Subjective: Based on or influenced by personal feelings, tastes, opinions, and preferences rather than objective facts and measurable attributes. Subjective evaluations can vary significantly from person to person.
Aggregate score: The overall rating calculated from compiling and averaging many individual rating scores. It provides a high-level summary measure but lacks the nuance and context of individual reviews.
Game the system: Exploiting loopholes, biases, or weaknesses in a system's rules, methodologies or incentive structure for gain and benefit rather than the intended purpose. Gaming ratings undermines their accuracy and reliability.
Selection bias: A skew or distortion in ratings and reviews because the people who choose to provide feedback are not a truly random or representative sample of all users or customers. Certain segments are over or underrepresented.
Analogy
Saying ratings can't be trusted is like saying you can't trust weather forecasts because meteorologists could make mistakes, models could be flawed, or conditions can change unexpectedly. While you should maintain a healthy skepticism, weather forecasts can still provide useful information and insights directionally, especially in the short-term and when you look at multiple models. They give you a rough sense of what's likely or probable even if not a guarantee.
For example, if a movie has a 90% fresh rating from critics and a 95% audience score with tens of thousands of reviews, it's a pretty reliable signal that the movie is quite good, even if a few of the reviewers have biases or ulterior motives, and even if you account for the fact that a small percentage of people who disliked it may not have bothered to leave a negative review. You can be reasonably confident it's a good bet, but not 100% sure you'll enjoy the film.
History
1905 - University of Missouri professor Max Meyer develops the first rating scale for judging the merit of food products
1916 - The Michelin Guide begins awarding stars for fine dining restaurants
1930s - Several market research and polling companies like Gallup and Nielsen emerge to gauge consumer opinions and behaviors
1950s - Psychologist Rensis Likert develops the 5-point Likert scale which becomes widely adopted for surveys and ratings
1968 - The Motion Picture Association of America introduces the film rating system to guide parents on age-appropriate content
1979 - Zagat Survey launches, aggregating restaurant ratings and reviews from diners and popularizing the 30-point scale
1990s - Consumer Reports expands its product testing and ratings, becoming highly influential in shaping buyer decisions
2000s - With the rise of the internet, online ratings and reviews on sites like Amazon, Yelp, and TripAdvisor explode in popularity and importance, impacting almost every industry and domain
How to use it
When evaluating a high-stakes decision like choosing a doctor, college, or investment, look at the overall rating but also examine a representative sample of detailed reviews or testimonials to get a nuanced picture.
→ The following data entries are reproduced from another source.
PR #2246, opened 2026-08-27
perf(events): opt into pages without totals

ohdearquant:
## Summary

- Add a defaulted `EventStore::query_events_without_total` seam for callers that need event rows but not the page total.
- Make the SQLite implementation share its data query between total-aware and no-total reads, skipping `COUNT(*)` for the latter.
- Make the split implementation use the no-total path for both underlying stores while preserving merged ordering and the bounded prefix window.

## Design notes

The choice is expressed at the event read seam rather than by adding a field to `PageRequest`. The cursor remains unchanged, existing callers retain total-aware behavior through the default, and only the optimized paths opt out.

`ForwardingEventStore` remains on the default because the daemon `QueryEvents` frame has no separate no-total choice; changing that wire protocol is outside this change.

The merged offset refetch remains unchanged. It was observed as a separate cursor-paging concern and is left for a follow-up.

## Validation

- `cargo clippy -p khive-storage -p khive-db -p khive-runtime --all-targets -- -D warnings`
- `RUSTDOCFLAGS="-D warnings" cargo doc -p khive-storage -p khive-db -p khive-runtime --no-deps`
- `cargo test -p khive-storage -p khive-db -p khive-runtime`

### DIFF
--- a/crates/khive-db/src/stores/event.rs
+++ b/crates/khive-db/src/stores/event.rs
@@ -165,6 +165,66 @@ impl SqlEventStore {
             .await
         }
     }
+
+    async fn query_events_page(
+        &self,
+        filter: EventFilter,
+        page: PageRequest,
+        include_total: bool,
+    ) -> Result<Page<Event>, StorageError> {
+        let namespace = self.namespace.clone();
+        let limit_i64 = i64::from(page.limit);
+        let offset_i64 = i64::try_from(page.offset).map_err(|_| StorageError::InvalidInput {
+            capability: StorageCapability::Events,
+            operation: "query_events".into(),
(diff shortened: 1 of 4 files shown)


ohdearquant:
Closing — this is no longer needed.

#2268 removed the discarded `COUNT(*)` from the paged event read unconditionally: `query_events` now returns `total: None` on every call, pinned by a dedicated regression test, and the merged event plane propagates `None` rather than inventing a number. `count_events` remains for callers that genuinely want a cardinality.

With no total computed on the paged path, there is nothing for an opt-in no-total variant to opt out of. The branch is retained.

PR #2247, opened 2026-08-27
fix(mcp): bound the lifetime of an abandoned stdio bridge session

ohdearquant:
An abandoned stdio bridge session — a client whose pipe never closes but which has
stopped sending — is otherwise indistinguishable from a live one, so nothing reaps
it and it holds its reader-pool admission and DB connection for as long as the
parent process happens to survive. This bounds that lifetime, and it bounds the
symmetric case where a session stays alive but can no longer answer.

## The rule

**A failed outbound write closes the session, unless the writer is still healthy
AND the loss is observable by someone.** Both halves are load-bearing and the
second one is the correction that this branch exists to carry.

A write error saying the operation may simply be repeated leaves the writer
usable. Tokio's blocking stdout restores its idle state and puts the writer back
before returning the flush result, and the retry macro that repeats interrupted
operations is not applied to that branch, so an interrupted flush arrives as an
error from a writer that can still carry the next message. Cancelling there would
trade a lost message for a healthy session.

That is not sufficient on its own, because the three outbound message classes are
not handled alike:

- a failed server-initiated **request** send is handed back to the local responder
  awaiting it (`rmcp-1.8.0` `src/service.rs:1066-1073`)
- a failed **notification** send does the same (`:1074-1093`)
- a failed **response** send is only logged (`:1095-1112`)

For the first two, something in the process learns the message was lost. For a
response, nothing does: no bytes reach the peer, no local caller is waiting, and
the serve loop keeps running, so the client that asked the question waits on an
answer that is never coming and cannot distinguish that from a slow one. A healthy
writer does not help it. Closing is what turns the loss into an end-of-input it
can act on.

So the exception is scoped to non-response writes.

## Also here

A response write that never resolves pins the session, because the underlying
transport serializes writes through a mutex held across the pending write, which
also blocks any later close. A response deadline bounds the write and drops the
future rather than merely cancelling a token, which releases that guard.

Idle reaping treats a quiet window as end-of-input only when no admitted request
is still awaiting its response, and an outstanding request counts as evidence of
life only while it is fresh — a handler that dies without answering would
otherwise defer the close forever, reintroducing the exact unbounded lifetime this
change exists to remove.

## Verification

The interrupted-response test differs from the interrupted-notification test in
the message class and nothing else, so the pair is what makes the scope
load-bearing rather than incidental. Short-circuiting the class check reddens
exactly that one test and leaves the other 439 green, which was the prediction
stated before the run.

`cargo fmt --all -- --check`, `cargo clippy -p khive-mcp --all-targets -D warnings`,
`RUSTDOCFLAGS="-D warnings" cargo doc -p khive-mcp --no-deps` and `deno fmt --check`
all clean; `cargo test -p khive-mcp` gives 440 unit and 145 integration passing.

## Known gap, stated

The response deadline covers responses this transport writes. It does not cover
parse-error responses, which the underlying line transport writes directly through
its own framed writer without passing through here.

### DIFF
--- a/crates/khive-mcp/src/server.rs
+++ b/crates/khive-mcp/src/server.rs
@@ -995,6 +995,129 @@ fn stdio_serve_mode_for(resumed_generation: Option<u32>) -> StdioServeMode {
     }
 }
 
+/// Optional idle timeout for a stdio bridge session: when configured, no
+/// request for this long and the session closes (see
+/// [`crate::transport::CancelOnEofTransport`]), releasing its reader-pool
+/// admission and DB connection — a client that comes back simply respawns the
+/// bridge, seamlessly from its perspective.
+/// This closes only a genuinely idle session: an admitted request with a
+/// response still being written — running long, or delivered slowly to a
+/// backpressured reader — defers the close rather than being cancelled out
+/// from under it, up to the separate response-delivery bound documented on
+/// [`stdio_bridge_response_deadline_from_env`].
+///
+/// **Off unless configured, and that is a deliberate reading of existing
+/// repository law rather than caution.** ADR-091 enumerates "kill long-lived
+/// reader sessions" among its rejected alternatives, on the ground that
+/// long-lived stdio sessions are live Claude Code instances and closing them
+/// by age is a worse user experience than bounding what they hold underneath
+/// them. Closing a session after an hour of quiet is that rejected policy
+/// whatever the mechanism, because this transport has no signal that
+/// separates an abandoned pipe from a live client that simply has not been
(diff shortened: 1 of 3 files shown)


ohdearquant:
The complexity counter removed in this branch incremented once per method call rather than per element visited, so it measured call volume and could not detect the growth it was written to bound — the assertion held for any implementation. A guard that observes element access instead is designed in #2274. Capacity rejection and the fail-closed poisoned-lock behaviour remain covered here.

oceanwaves630 (approved):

Look for common patterns in praises and criticisms. Compare and cross-reference ratings and reviews across multiple trusted sources. Pay attention to the credibility and expertise of reviewers. Disregard outliers and extreme opinions without substantiation.
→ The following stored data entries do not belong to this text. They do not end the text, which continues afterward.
Issue #2204, opened 2026-08-24
events-split follow-ups: per-page COUNT, per-read socket dial, duplicated freeze loop


ohdearquant:
Three follow-ups deferred from the events-daemon split series (ADR-170, parts 1-4: #2190/#2195/#2202/#2203, superseding #2152).

> **Items 1 and 3 were re-derived at `e76835c4` and the numbers below are the corrected ones.**
> Derivations, with controls: [item 3](https://github.com/ohdearquant/khive/issues/2204#issuecomment-5448244322),
> [item 1](https://github.com/ohdearquant/khive/issues/2204#issuecomment-5449982655).
> The original text of both items understated the scope; item 1 additionally named a consumer-side
> fallback that does not exist in production code.

1. **Unconditional `COUNT(*)` on paged reads** — every paged read runs a `COUNT(*)` with no `LIMIT`
   before its data query, so it scans the whole filtered set while the data query fetches only
   `offset + limit` rows. Six paths, not one: `khive-db/src/stores/event.rs:1281`,
   `graph.rs:2085` and `:2214`, `note.rs:1310` and `:1367`. `entity.rs:897` is already conditional
   and is the shape to follow (`skip_total` at `:883`, leaving `Page.total` as `None`).
   A merged read pays the cost twice, once per underlying store.

   The constraint that decides the design: the merged path folds the two totals as
   `(Some(a), Some(b)) => Some(a + b), _ => None` (`khive-runtime/src/events_split.rs:1829-1832`),
   so a `None` from either store erases the total for the merged read. The skip has to be decided
   where the caller's intent is known and applied to both sides together, not added per-store.

2. ~~**Fresh socket per read**~~ — **DECLINED 2026-08-28, measured.** Each forwarded daemon read
   dials a fresh Unix socket. That is deliberate and documented: `EventsSplitClient` states that
   round-trips each own a fresh connection so "concurrent reads and audit flushes never queue
   behind a single stalled call", i.e. it is a tail-latency property, and a single pooled
   connection reintroduces exactly that head-of-line blocking.

   The whole prize for giving it up is **57.3 µs per read operation** (not per row): AF_UNIX
   connect+close 52.0 µs, fresh-connection round-trip 62.8 µs, already-open round-trip 5.4 µs,
   3000 samples per arm. That is 91% of an *echo* round-trip, which overstates the real share
   because the production round-trip also runs a SQLite query — against plausible round-trips it
[...]

PR #2266, opened 2026-08-28
refactor(storage): extract the shared WAL sidecar freeze helper

ohdearquant:
Addresses item 3 of #2204.

## What

Five crates each carried a byte-identical copy of the fixture that makes a SQLite database's `-wal`/`-shm` sidecars read-only, and thirteen further call sites wrote the same sequence inline. This moves the helper into a single `test_support` module in `khive-storage`, behind an off-by-default `test-support` feature, and updates every caller.

Definitions removed (5): `khive-db/src/backend.rs`, `khive-mcp/src/components.rs`, `khive-mcp/src/serve.rs`, `khive-mcp/src/server.rs`, `kkernel/src/code_audit.rs`.
Inline sites converted (13): across `khive-runtime`, `khive-pack-knowledge`, `khive-mcp`, `khive-db`, `kkernel`.

## Why khive-storage

It is the only crate every consumer depends on. `khive-db` reads as the more natural home given the helper's subject, but `khive-pack-knowledge` does not depend on `khive-db`, so a helper there could not reach two of the inline sites. A `#[cfg(test)]` module cannot cross crate boundaries at all, which is why this is a feature rather than a test-cfg. Consumers take it as a dev-dependency with `features = ["test-support"]`.

## Behaviour

Unchanged. The helper body is the existing one; four of the five copies were byte-identical under whitespace normalisation and the fifth differed only in `&Path` versus `&std::path::Path`.

23 files changed, 54 insertions, 270 deletions.

### DIFF
--- a/crates/khive-db/Cargo.toml
+++ b/crates/khive-db/Cargo.toml
@@ -56,7 +56,7 @@ windows-sys = { version = "0.61", features = [
 tokio = { workspace = true, features = ["full", "test-util"] }
 rusqlite = { workspace = true, features = ["bundled", "column_decltype", "hooks", "limits", "functions"] }
 bytes = "1"
-khive-storage = { version = "0.8.0", path = "../khive-storage" }
+khive-storage = { version = "0.8.0", path = "../khive-storage", features = ["test-support"] }
 khive-types = { version = "0.8.0", path = "../khive-types", features = ["serde"] }
 uuid = { workspace = true }
 criterion = { workspace = true }
--- a/crates/khive-db/src/backend.rs
+++ b/crates/khive-db/src/backend.rs
@@ -912,27 +912,8 @@ mod tests {
     use super::*;
     use khive_storage::types::{SqlStatement, SqlValue};
 
-    /// A writable fixture backend can leave `-wal`/`-shm` sidecars behind at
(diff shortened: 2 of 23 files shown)


ohdearquant:
Gate results for this branch.

- `cargo clippy --workspace --all-targets -- -D warnings` — pass
- `cargo test --workspace` — 445 passed, 1 failed

The single failure is `exec::tests::build_local_fallback_server_installs_blob_store_single_backend`, and it is **not caused by this branch**. It is an environment interaction filed separately as #2267: a shell whose `KHIVE_PACKS` names `formal` or `moodboard` crosses a default-feature test build that does not contain them. Two-arm control run against the same build, both arms in one session:

- with `KHIVE_PACKS` naming the optional packs: exit 101, `unknown pack name "formal"`
- `env -u KHIVE_PACKS`, same test: exit 0

Both arms are recorded on #2267. The change in this PR is test-only and touches no pack wiring.

Verification of the extraction itself, re-derived in this worktree rather than taken from the brief: 0 remaining local definitions of the helper, 0 remaining inline sites, and 40 references made up of the 22 original call sites, the 13 converted inline sites, and 5 `use` imports.

PR #2270, opened 2026-08-28
fix(mcp): route pack-scoped rows through the pack's assigned backend

oceanwaves630:
Assigning the comm or knowledge pack its own backend via `[packs.<name>]` exposed three gaps:

## Knowledge concept tier wrote to the wrong backend

`learn`/`cite`/`topic` (and compose's KG-entity blend in `search.rs`) called entity read/write APIs on the pack runtime directly. On a secondary-assigned backend those concept entities and `introduced_by` edges landed in the pack's own file — self-consistent from inside the pack, but invisible to the shared graph. This is the same seam ADR-083 closed for the session pack; all concept-tier sites now route through `core()`.

## Outbox delivery loops were blind to a comm-assigned backend

The email/telegram outbox loops scanned and marked outbound `message` notes through the generic wire `list`/`update` verbs (kg-routed) and held the kg runtime for the `external_id` claim. With `[packs.comm]` assigned, `comm.send` writes the outbox row into the comm backend while the wire scan lists the main one — outbound delivery goes permanently silent. The loops now use non-wire owner-side runtime APIs (`list_undelivered_outbound_messages`, `mark_outbound_message_delivered`, plus the existing claim) on the comm pack's runtime, and delivery admission for both directions keys on that runtime's writability. The scan preserves the wire predicate exactly: outbound, absent-or-null `delivered_at`, newest-first, 200-row result cap, 10k scan cap.

## No way to exclude a pack's rows from embedding

New optional `[packs.<name>] no_embed = true` strips the embedder set from that pack's runtime: its rows get FTS and metadata only — no `vec_*` rows, no ANN participation. Intended for packs whose rows are structural rather than retrieval targets. The opt-out covers the runtime's `core()`-routed writes too (documented), since `core()` inherits the runtime's embedder set.

## Tests

- Two-backend concept-tier regression: entity must land on main and not the pack backend; listing/citing resolve through `core()`.
- Comm-secondary outbox end to end: the wire list is provably blind to the outbox row while the non-wire scan finds, claims, sends, and marks it — all in the comm file, zero rows on main.
- Scan predicate/ordering/limit unit test (null `delivered_at`, inbound, soft-deleted exclusions).
- Per-pack `no_embed` with a must-match control (kg runtime keeps its embedders).
- Mixed read-only topology admission updated to the comm-keyed contract.

Single-backend mode is zero-change: every pack runtime is the same runtime there, and `core()` is a self-clone.

### DIFF
--- a/crates/Cargo.lock
+++ b/crates/Cargo.lock
@@ -2219,6 +2219,7 @@ dependencies = [
  "criterion",
  "inventory",
  "khive-brain-core",
+ "khive-db",
  "khive-fold",
  "khive-fusion",
  "khive-pack-brain",
--- a/crates/khive-mcp/src/serve.rs
+++ b/crates/khive-mcp/src/serve.rs
@@ -3735,10 +3735,12 @@ fn build_pack_runtime(
     main_backend: &Arc<StorageBackend>,
     main_runtime: &KhiveRuntime,
 ) -> KhiveRuntime {
-    let rt = KhiveRuntime::from_backend(backend, rt_config);
+    // Every pack runtime carries main's embedder wiring for core(): a
+    // main-assigned pack has no core pointer, but with `no_embed` its own
+    // registry is empty and core-routed concept writes must still embed.
+    let rt = KhiveRuntime::from_backend(backend, rt_config).with_core_embedders_from(main_runtime);
     if backend_name != BackendId::MAIN {
         rt.with_core_backend(main_backend.clone())
-            .with_core_embedders_from(main_runtime)
     } else {
         rt
     }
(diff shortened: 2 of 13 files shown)


ohdearquant (approved):
Reviewed the full diff: comm-routed outbound delivery via owner-side runtime APIs, core()-routed knowledge concept-tier writes (ADR-073/083), no_embed runtime opt-out, and docs. Regression coverage on secondary-backend topologies is in place. LGTM.

ohdearquant (approved):
Re-reviewed the fix delta at this head: config fingerprinting, core embedder wiring on both runtime arms, channel-scoped outbox scan, and terminal delivery outcomes all verified with regression coverage. LGTM.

When choosing a restaurant, hotel, or local service provider, put significant weight on the aggregate rating but focus on the most recent reviews from the past few months. Quickly skim to get a sense of the key decision factors like quality, value, service, atmosphere, and what signature offerings people highlight. Make sure to factor in your specific needs and preferences. A 4-star hotel could be perfect for a budget-conscious traveler but underwhelming for a luxury trip.
When evaluating something subjective like art, fashion, books, or entertainment, acknowledge that ratings largely reflect group consensus and popular opinion, but not necessarily what you as an individual will enjoy. Spend more time examining a diverse set of critic and audience reviews to get a qualitative sense of the style, content, tone, and craftsmanship. See if the descriptions and reactions resonate with your personal tastes and sensibilities. Look for reviewers whose opinions have aligned with yours in the past. Accept that you might love something generally panned or feel lukewarm about a critical darling.
Facts
Over 90% of people say ratings and reviews impact their purchase decisions
4.2 to 4.5 stars is the ideal average rating for purchase probability. Anything higher seems too good to be true.
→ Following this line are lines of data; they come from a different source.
PR #2703, opened 2026-09-14
fix(kg): restore refuses a merge tombstone and names the kept id

### LINKED ISSUE #2698: kg restore: a merge-tombstoned entity can be restored as a live row while still carrying merged_into
At 4c8615c1, entity merge (`crates/khive-runtime/src/curation.rs:3256-3265`) tombstones the source row by setting `deleted_at`, `merged_into` and `merge_event_id`. `restore_entity` (`crates/khive-runtime/src/operations.rs:4924-4946`) accepts any caller-owned deleted entity and clears only `deleted_at` and `updated_at`, leaving both merge provenance columns set. After that, `get_entity` (`operations.rs:1760-1772`) takes its live-row fast path and returns the source entity instead of the "was merged into" disclosure, so a merged source can be brought back as a live duplicate of the kept entity while still carrying `merged_into`.

Expected: `restore` refuses a row whose `merged_into` is set, with a specific merge-tombstone error naming the kept id, unless and until a transactional merge rollback exists that restores every preimage and index. Test: merge A into B, restore A, assert the refusal and that `get(A)` still reports the merge.

ohdearquant:
## Summary

`restore` on an entity that `merge` had folded into another entity used to clear `deleted_at` and bring back a second live copy. The row still carried `merged_into`, so `get` disclosed it as merged while `list` and `search` served it as live.

- `restore_entity` now refuses a row whose `merged_into` is set, with a `merge_tombstone` conflict whose details carry the kept id (`merged_into`).
- The tombstone keeps its "was merged into" disclosure on `get`; nothing about `merge` changes.
- New runtime test: merge, then restore the losing side, assert the refusal names the kept id and the tombstone is unchanged.
- API reference: restore section states the refusal.

## Test plan

- [x] `cargo fmt --check`, `cargo clippy` on runtime, kg and kkernel, `cargo test -p khive-runtime -p khive-pack-kg` locally
- [x] `restore_refuses_a_merge_tombstone_and_keeps_the_disclosure` passes; the existing restore and merge tests are unchanged

Closes #2698


ohdearquant (commented):

PR #2722, opened 2026-09-14
memory: create(kind=memory) stores the same form memory.remember stores

### LINKED ISSUE #2684: kg `create` of a `memory` or `task` note skips the defaults the specialised verbs apply, so the same record reads differently by path
**Observed** (2026-09-13). `create(kind=memory)` produced a note whose `get` view has `salience: null`, `decay_factor: null` and no `memory_type`, while `memory.recall` rendered it as episodic with the default salience; `create(kind=task, content=...)` stored the title as the content.

**At source.** The task hook (`khive-pack-gtd/src/hook.rs`, `stored_content_is_title_fallback`) runs on generic create; `memory.remember`'s defaults are applied in the memory pack's own handler and not by a hook, so generic create leaves them unset and the recall path fills them at read time.

**Ask.** Either apply the memory defaults through the same hook path the task kind uses (one canonical stored form), or refuse generic `create` for kinds that own a specialised writer, naming the writer.

ohdearquant:
Closes #2684.

A memory note written through the generic `create(kind=memory)` path stored `salience` and `decay_factor` as null and carried no `memory_type` property; `memory.recall` filled the gaps at read time, so `get` and `recall` disagreed about the same record depending on which verb wrote it.

The memory pack now declares a kind hook for the `memory` note kind. On `prepare_create` it resolves `memory_type` (from `properties.memory_type`, default episodic), `salience` and `decay_factor` through the same resolver `memory.remember` uses, with the same defaults and range checks, and writes the resolved values back into the create arguments. `create` accepts `decay_factor` for notes (refused for entities, validated finite and non-negative) so the resolved value reaches storage; stream batch writes carry it through as well. Namespace selection stays with `memory.remember`, since `create` resolves the namespace before any kind hook runs, and the reference says so.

The average Metacritic score for movies is 57 out of 100 and for video games is 71 out of 100
Customers are willing to spend 31% more on a business with excellent reviews
A one-star increase in Yelp rating leads to a 5-9% increase in revenue for restaurants
Other View vs Mainstream View
There is a non-mainstream point of view that "Ratings can't be trusted". Let's take a look into pros and cons of this statement:
Pros: Ratings can be manipulated by companies, interest groups, or biased individuals who artificially boost or lower scores, leaving people with a skewed perception of the true quality or satisfaction level.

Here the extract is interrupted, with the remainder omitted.